> What is required
Could you restate the data word for word?

> Supplied material
= = = =
PR #40983, opened 2019-12-12
Add RouterService `off` method definition to compliment `on` definition

rjschie:
Please fill in this template.

  - **RouterService** extends the `Evented` mixin, which implements the `on` and `off` methods for the two `routeWillChange` and `routeDidChange` events. While `on` has been defined on the RouterService class, `off` is missing.
  - https://github.com/emberjs/ember.js/blob/v3.14.1/packages/%40ember/-internals/routing/lib/services/router.ts#L410
  - http://api.emberjs.com/ember/3.12/classes/Evented/methods/off?anchor=off

### DIFF
--- a/types/ember__routing/router-service.d.ts
+++ b/types/ember__routing/router-service.d.ts
@@ -220,7 +220,8 @@ export default class RouterService extends Service {
         options?: { queryParams: object }
     ): string;
 
-    // https://api.emberjs.com/ember/3.6/classes/RouterService/events/routeDidChange?anchor=routeDidChange
+    // https://api.emberjs.com/ember/3.12/classes/RouterService/events/routeDidChange?anchor=routeDidChange
+    // http://api.emberjs.com/ember/3.12/classes/Evented/methods/on?anchor=on
     /**
      * Register a callback for an event.
      *
@@ -237,5 +238,21 @@ export default class RouterService extends Service {
     on(
         name: 'routeDidChange' | 'routeWillChange',
         callback: (transition: Transition) => void
+    ): RouterService;
+
+    // https://api.emberjs.com/ember/3.12/classes/RouterService/events/routeDidChange?anchor=routeDidChange
+    // http://api.emberjs.com/ember/3.12/classes/Evented/methods/off?anchor=off
+    /**
+     * Remove a registered callback for an event.
+     *
+     * To remove the registered callback, the function you pass must be the
+     * same function as the original callback that was registered.
+     *
+     * @param name     the name of the event
+     * @param callback the same function of the original callback
+     */
+    off(
+      name: 'routeDidChange' | 'routeWillChange',
+      callback: (transition: Transition) => void
     ): RouterService;
 }
--- a/types/ember__routing/test/router.ts
+++ b/types/ember__routing/test/router.ts
@@ -80,4 +80,32 @@ const RouterServiceConsumer = Service.extend({
                 }
             });
     },
+    offAndRouteInfo() {
+        const router = get(this, 'router');
+        router
+            .off('routeWillChange', transition => {
+                const to = transition.to;
+                to.child; // $ExpectType RouteInfo | null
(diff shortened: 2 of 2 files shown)


chriskrycho (changes requested):
One question before I approve this – I think we could simplify the tests a bit – but *thank you* for doing this!

types/ember__routing/router-service.d.ts
```diff
@@ -238,4 +239,20 @@ export default class RouterService extends Service {
...
+     *
+     * To remove the registered callback, the function you pass must be the
+     * same function as the original callback that was registered.
+     *
+     * @param name     the name of the event
+     * @param callback the same function of the original callback
+     */
+    off(
+      name: 'routeDidChange' | 'routeWillChange',
+      callback: (transition: Transition) => void
```
jamescdavis: Should we also support the three-argument version where the `this` context is specified as the second argument and the third parameter is the name of a method on the target? Would mean overloading with something like:
```ts
off<T extends object = object(
    name: 'routeDidChange' | 'routeWillChange',
    target: T,
    method: CallbackMethod<T>,
): RouterService;
```
Where `CalllbackMethod` is something like:
```ts
type CallbackMethod<T> = {
     [K in keyof T]: T[K] extends (transition: Transition) => void ? K : never
}[keyof T];
```
(and update `on` to support this as well.)

jamescdavis: Please use 4-space indents for consistency.

chriskrycho:
No worries! You should use `$ExpectType Transition` over `assertType<Transition>` because `$ExpectType` will error if it's too *wide* as well as if it's too narrow a type. `assertType<Transition>` will happily pass if what gets handed back happens to be `any`; `$ExpectType` will *not*.

types/ember__routing/router-service.d.ts
rjschie: Good point, thanks @jamescdavis ! I'll make that change.

mike-north (changes requested):
Aside from the particulars of the implementation, I think we may be missing something here

The ember API docs do not seem to indicate that the fact that the `RouterService` happens to use the `Evented` mixin is part of the public API.

Here's an example of `Route`, which clearly says "Uses: Evented"
Screen Shot 2019-12-15 at 10 56 10 PM

And the `RouterService` has no such indication
Screen Shot 2019-12-15 at 10 56 32 PM

Now, clearly the [`routeDidChange`](https://api.emberjs.com/ember/3.15/classes/RouterService/events?show=inherited%2Cprotected%2Cprivate%2Cdeprecated) documentation illustrates use of an `.on(` method, so it's pretty likely that this is a bug in the docs.

If `RouterService` is _deliberately not indicating_ that it *uses* this mixin in the API docs, we should not make this change at all (I doubt that this is the case).

If we do find that this is a bug in the API docs, I believe the proper fix here is just
```diff
+ import Evented from '@ember/object/evented';

- export default class RouterService extends Service {
+ export default class RouterService extends Service implements Evented {
```

To accurately represent the presence of this mixin, we can't really constrain `on` and `off` to specific event types. [`Evented#trigger`](https://api.emberjs.com/ember/3.15/classes/Evented/methods/trigger?anchor=trigger) is a public method, which allows for _arbitrarily named events_ to be fired (and listened for).

The following would be a valid (but admittedly unusual) use case, and we should add tests for it if we find that `RouterService` is supposed to include `Evented`

```ts
 router.on("foo", () => {});
 router.trigger("foo");
 router.off("foo", () => {});
```

Through following [@jamescdavis' suggestions](https://github.com/DefinitelyTyped/DefinitelyTyped/pull/40983/files#r357742725) it would be possible to define some override signatures that are nicely typed, while still allowing the example above with the `"foo"` event to function in a less-nicely-typed way (i.e., the callback arg might be an `{}` or something -- `unknown` when we can drop TS 2.8 and 2.9)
= = = =
> Answer to this exercise
PR #40983, opened 2019-12-12
Add RouterService `off` method definition to compliment `on` definition

rjschie:
Please fill in this template.

  - **RouterService** extends the `Evented` mixin, which implements the `on` and `off` methods for the two `routeWillChange` and `routeDidChange` events. While `on` has been defined on the RouterService class, `off` is missing.
  - https://github.com/emberjs/ember.js/blob/v3.14.1/packages/%40ember/-internals/routing/lib/services/router.ts#L410
  - http://api.emberjs.com/ember/3.12/classes/Evented/methods/off?anchor=off

### DIFF
--- a/types/ember__routing/router-service.d.ts
+++ b/types/ember__routing/router-service.d.ts
@@ -220,7 +220,8 @@ export default class RouterService extends Service {
         options?: { queryParams: object }
     ): string;
 
-    // https://api.emberjs.com/ember/3.6/classes/RouterService/events/routeDidChange?anchor=routeDidChange
+    // https://api.emberjs.com/ember/3.12/classes/RouterService/events/routeDidChange?anchor=routeDidChange
+    // http://api.emberjs.com/ember/3.12/classes/Evented/methods/on?anchor=on
     /**
      * Register a callback for an event.
      *
@@ -237,5 +238,21 @@ export default class RouterService extends Service {
     on(
         name: 'routeDidChange' | 'routeWillChange',
         callback: (transition: Transition) => void
+    ): RouterService;
+
+    // https://api.emberjs.com/ember/3.12/classes/RouterService/events/routeDidChange?anchor=routeDidChange
+    // http://api.emberjs.com/ember/3.12/classes/Evented/methods/off?anchor=off
+    /**
+     * Remove a registered callback for an event.
+     *
+     * To remove the registered callback, the function you pass must be the
+     * same function as the original callback that was registered.
+     *
+     * @param name     the name of the event
+     * @param callback the same function of the original callback
+     */
+    off(
+      name: 'routeDidChange' | 'routeWillChange',
+      callback: (transition: Transition) => void
     ): RouterService;
 }
--- a/types/ember__routing/test/router.ts
+++ b/types/ember__routing/test/router.ts
@@ -80,4 +80,32 @@ const RouterServiceConsumer = Service.extend({
                 }
             });
     },
+    offAndRouteInfo() {
+        const router = get(this, 'router');
+        router
+            .off('routeWillChange', transition => {
+                const to = transition.to;
+                to.child; // $ExpectType RouteInfo | null
(diff shortened: 2 of 2 files shown)


chriskrycho (changes requested):
One question before I approve this – I think we could simplify the tests a bit – but *thank you* for doing this!

types/ember__routing/router-service.d.ts
```diff
@@ -238,4 +239,20 @@ export default class RouterService extends Service {
...
+     *
+     * To remove the registered callback, the function you pass must be the
+     * same function as the original callback that was registered.
+     *
+     * @param name     the name of the event
+     * @param callback the same function of the original callback
+     */
+    off(
+      name: 'routeDidChange' | 'routeWillChange',
+      callback: (transition: Transition) => void
```
jamescdavis: Should we also support the three-argument version where the `this` context is specified as the second argument and the third parameter is the name of a method on the target? Would mean overloading with something like:
```ts
off<T extends object = object(
    name: 'routeDidChange' | 'routeWillChange',
    target: T,
    method: CallbackMethod<T>,
): RouterService;
```
Where `CalllbackMethod` is something like:
```ts
type CallbackMethod<T> = {
     [K in keyof T]: T[K] extends (transition: Transition) => void ? K : never
}[keyof T];
```
(and update `on` to support this as well.)

jamescdavis: Please use 4-space indents for consistency.

chriskrycho:
No worries! You should use `$ExpectType Transition` over `assertType<Transition>` because `$ExpectType` will error if it's too *wide* as well as if it's too narrow a type. `assertType<Transition>` will happily pass if what gets handed back happens to be `any`; `$ExpectType` will *not*.

types/ember__routing/router-service.d.ts
rjschie: Good point, thanks @jamescdavis ! I'll make that change.

mike-north (changes requested):
Aside from the particulars of the implementation, I think we may be missing something here

The ember API docs do not seem to indicate that the fact that the `RouterService` happens to use the `Evented` mixin is part of the public API.

Here's an example of `Route`, which clearly says "Uses: Evented"
Screen Shot 2019-12-15 at 10 56 10 PM

And the `RouterService` has no such indication
Screen Shot 2019-12-15 at 10 56 32 PM

Now, clearly the [`routeDidChange`](https://api.emberjs.com/ember/3.15/classes/RouterService/events?show=inherited%2Cprotected%2Cprivate%2Cdeprecated) documentation illustrates use of an `.on(` method, so it's pretty likely that this is a bug in the docs.

If `RouterService` is _deliberately not indicating_ that it *uses* this mixin in the API docs, we should not make this change at all (I doubt that this is the case).

If we do find that this is a bug in the API docs, I believe the proper fix here is just
```diff
+ import Evented from '@ember/object/evented';

- export default class RouterService extends Service {
+ export default class RouterService extends Service implements Evented {
```

To accurately represent the presence of this mixin, we can't really constrain `on` and `off` to specific event types. [`Evented#trigger`](https://api.emberjs.com/ember/3.15/classes/Evented/methods/trigger?anchor=trigger) is a public method, which allows for _arbitrarily named events_ to be fired (and listened for).

The following would be a valid (but admittedly unusual) use case, and we should add tests for it if we find that `RouterService` is supposed to include `Evented`

```ts
 router.on("foo", () => {});
 router.trigger("foo");
 router.off("foo", () => {});
```

Through following [@jamescdavis' suggestions](https://github.com/DefinitelyTyped/DefinitelyTyped/pull/40983/files#r357742725) it would be possible to define some override signatures that are nicely typed, while still allowing the example above with the `"foo"` event to function in a less-nicely-typed way (i.e., the callback arg might be an `{}` or something -- `unknown` when we can drop TS 2.8 and 2.9)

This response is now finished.